Κυριακή 3 Απριλίου 2011

Reading (open source) code

I read lots and lots of code, practically on a daily basis. Only a tiny fraction of that code has been written by me, or people I know, so I wanted to share my techniques on effective reading of large modern free software projects and if possible to hear yours as well :)

Almost always, the reason of reading the code is so that I can fix a bug or introduce a new feature / refactoring, so the following techniques are colored by this point of view (debugging/maintaining code whose structure is unknown).

I will limit the discussion to system software written in C/C++ in this post, but some of the tricks are also applicable to other languages (the list is in no particular order):
  • Use the revision control system logs. Especially if the project uses a distributed VCS like git or mercurial, the patches that implement all changes tend to be small and reasonably well documented (the linux kernel is a role model of this). git log or equivalent can also be applied by file to see which patches changed it something that always proves useful.
  • git bisect can help you locate the patch that introduced an unexpected change in behavior with the least amount of compiles, when you have no idea about the internals of the software.
  • Text and light structure search tools like grep and ctags are fast enough so that you can apply them in really large codebases without them getting in the way significantly.
  • An IDE with a good code browser (like Eclipse CDT) can help a lot by using features like static type and call hierarchy. The nice thing about Eclipse is that it can work out much of the preprocessor magic by parsing makefile output, so setting things up is reasonably convenient.
  • Tracing: enable all logging switches (especially the "debug" stuff) and correlate using grep to figure out which parts of the code are actually relevant to what you want to do.
  • Tracing 2: use the typical tools like strace/ltrace to get a quick idea of how a program interacts with the outside world (system calls, library calls etc).
  • Tracing 3: using the recent tracing developments in your OS like dtrace, systemtap etc.
  • Running (select small parts of) the software in an interactive debugger like gdb/ddd or eclipse cdt's gdb frontend.
  • Replay debugging: Allows to answer the question "how did we end up here" by running backwards from a failure point and tracing the sequence of events that led to the problem.
  • Taking advantage of the software being opensource / using google. There are usually presentations, blog posts and news articles about various of the features of successful software, sometimes accompanied by illustrative diagrams.
  • Books. For very large software, like the Linux Kernel you can even find books documenting the internals, these are a good starting point for reading the source.
  • Using your distro's package management software to find reverse dependencies like users of a library and seeing how they call its functions / what are the quirks.
  • A general knowledge of a good amount of algorithms and/or the domain of the software (e.g., image processing) can help you see the abstract mathematical objects behind the concrete implementation, this is useful if you want to add features but not necessary if you are trying to solve a trivial bug.
  • The mailing list / forums of the project, mainly suitable for asking "why do we do things like this in this part of the code" if the comments / commit logs can't tell you.
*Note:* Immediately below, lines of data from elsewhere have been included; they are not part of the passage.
PR #5645, opened 2026-04-17
📖 chore: remove dependency pins and update

camilamacedo86:
Dependency pins create unnecessary maintenance burden. Removed pins, update the certamanger import version used in the testdata to latest and updated all dependencies with `go get -u  ./...`.


docs/book/src/cronjob-tutorial/testdata/project/go.sum
```diff
@@ -1,5 +1,5 @@
-cel.dev/expr v0.25.1 h1:1KrZg61W6TWSxuNZ37Xy49ps13NUovb66QLprthtwi4=
```
camilamacedo86, line 1: @vitorfloriano  see this one.

I do not think we should have the pins in the docs because it is easy to forget, hard to keep things maintained in long term.
Also, I am adding 📖 because it mainly just update the docs not really the end users solutions.

docs/book/src/multiversion-tutorial/testdata/project/go.sum
```diff
@@ -155,24 +155,24 @@ github.com/tidwall/sjson v1.2.5 h1:kLy8mja+1c9jlljvWTlSazM7cKDRfJuR/bOJhcY5NcY=
...
-go.opentelemetry.io/otel/metric v1.39.0/go.mod h1:jrZSWL33sD7bBxg1xjrqyDjnuzTUB0x1nBERXd7Ftcs=
-go.opentelemetry.io/otel/sdk v1.39.0 h1:nMLYcjVsvdui1B/4FRkwjzoRVsMK8uL/cj0OyhKzt18=
-go.opentelemetry.io/otel/sdk v1.39.0/go.mod h1:vDojkC4/jsTJsE+kh+LXYQlbL8CgrEcwmt1ENZszdJE=
-go.opentelemetry.io/otel/sdk/metric v1.39.0 h1:cXMVVFVgsIf2YL6QkRF4Urbr/aMInf+2WKg+sEJTtB8=
-go.opentelemetry.io/otel/sdk/metric v1.39.0/go.mod h1:xq9HEVH7qeX69/JnwEfp6fVq5wosJsY1mt4lLfYdVew=
-go.opentelemetry.io/otel/trace v1.39.0 h1:2d2vfpEDmCJ5zVYz7ijaJdOF59xLomrvj7bjt6/qCJI=
-go.opentelemetry.io/otel/trace v1.39.0/go.mod h1:88w4/PnZSazkGzz/w84VHpQafiU4EtqqlVdxWy+rNOA=
+go.opentelemetry.io/otel/metric v1.36.0 h1:MoWPKVhQvJ+eeXWHFBOPoBOi20jh6Iq2CcCREuTYufE=
+go.opentelemetry.io/otel/metric v1.36.0/go.mod h1:zC7Ks+yeyJt4xig9DEw9kuUFe5C3zLbVjV2PzT6qzbs=
+go.opentelemetry.io/otel/sdk v1.36.0 h1:b6SYIuLRs88ztox4EyrvRti80uXIFy+Sqzoh9kFULbs=
```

Lots of the time, the reasons are historical, so only the people that wrote the code can tell you for sure. Many times searching the archives and correlating them chronologically with the revision control logs can give all the answers you need if the development of the project is open.
  • Performing small or larger changes and/or refactorings in the code and posting your patches for review. This can tempt the maintainers (that may be too busy care to answer in the above case if you just ask in the list) to actually care about your questions, if they see that a useful patch depends on the answers ...
  • Performing changes statically (or at runtime through the debugger) and see how the program reacts and if you could predict this.
  • Running your program through a profiler and inspecting the output in a tool like kcachegrind. This can show which parts of the code have delays, which are CPU-bound, which are the fast/slow paths etc etc.
  • GCC can also provide useful profiling (frequent paths etc) info using certain options like fprofile-arcs.
  • Using sophisticated static analysis specific toolchains like mozilla's dehydra or LLVM's clang analyzer.
  • Using tools that perform analysis straight on the binaries like dwarves (uses DWARF data) etc.
  • Use the software's test suite to figure out how select parts of the functionality expect to be invoked.
  • Using dynamic binary analysis/translation with tools like valgrind. These tools can answer questions related to thread races / locking relatively efficiently.
  • You can use techniques like process stalking, implemented by tools like paimei. In general, correlating the output with the source and performing diffs on the logs before and after you activate a useful function can help you "zero in" on the relevant code very effectively.
  • Dynamic tainting analysis + tracing specially crafted input (e.g., put aaaaaaaaaaaaaaaaa as your name in a form and trace this string in memory) can also be effective in telling you how input propagates throughout a program.
  • Dynamic framework-specific runtime inspection e.g., for Qt or Gtk, or D-BUS.
  • Input minimization / Delta Debugging techniques, e.g., using a tool like delta
With all the above techniques under your belt, fixing or at least zeroing in most bugs in your Linux system (at least enough to produce a super-compelling bug report that most experienced maintainers can understand and fix right away) becomes feasible, even when the bugs are on huge software whose source layout you have no idea about (yes libreoffice, I 'm looking at you :P).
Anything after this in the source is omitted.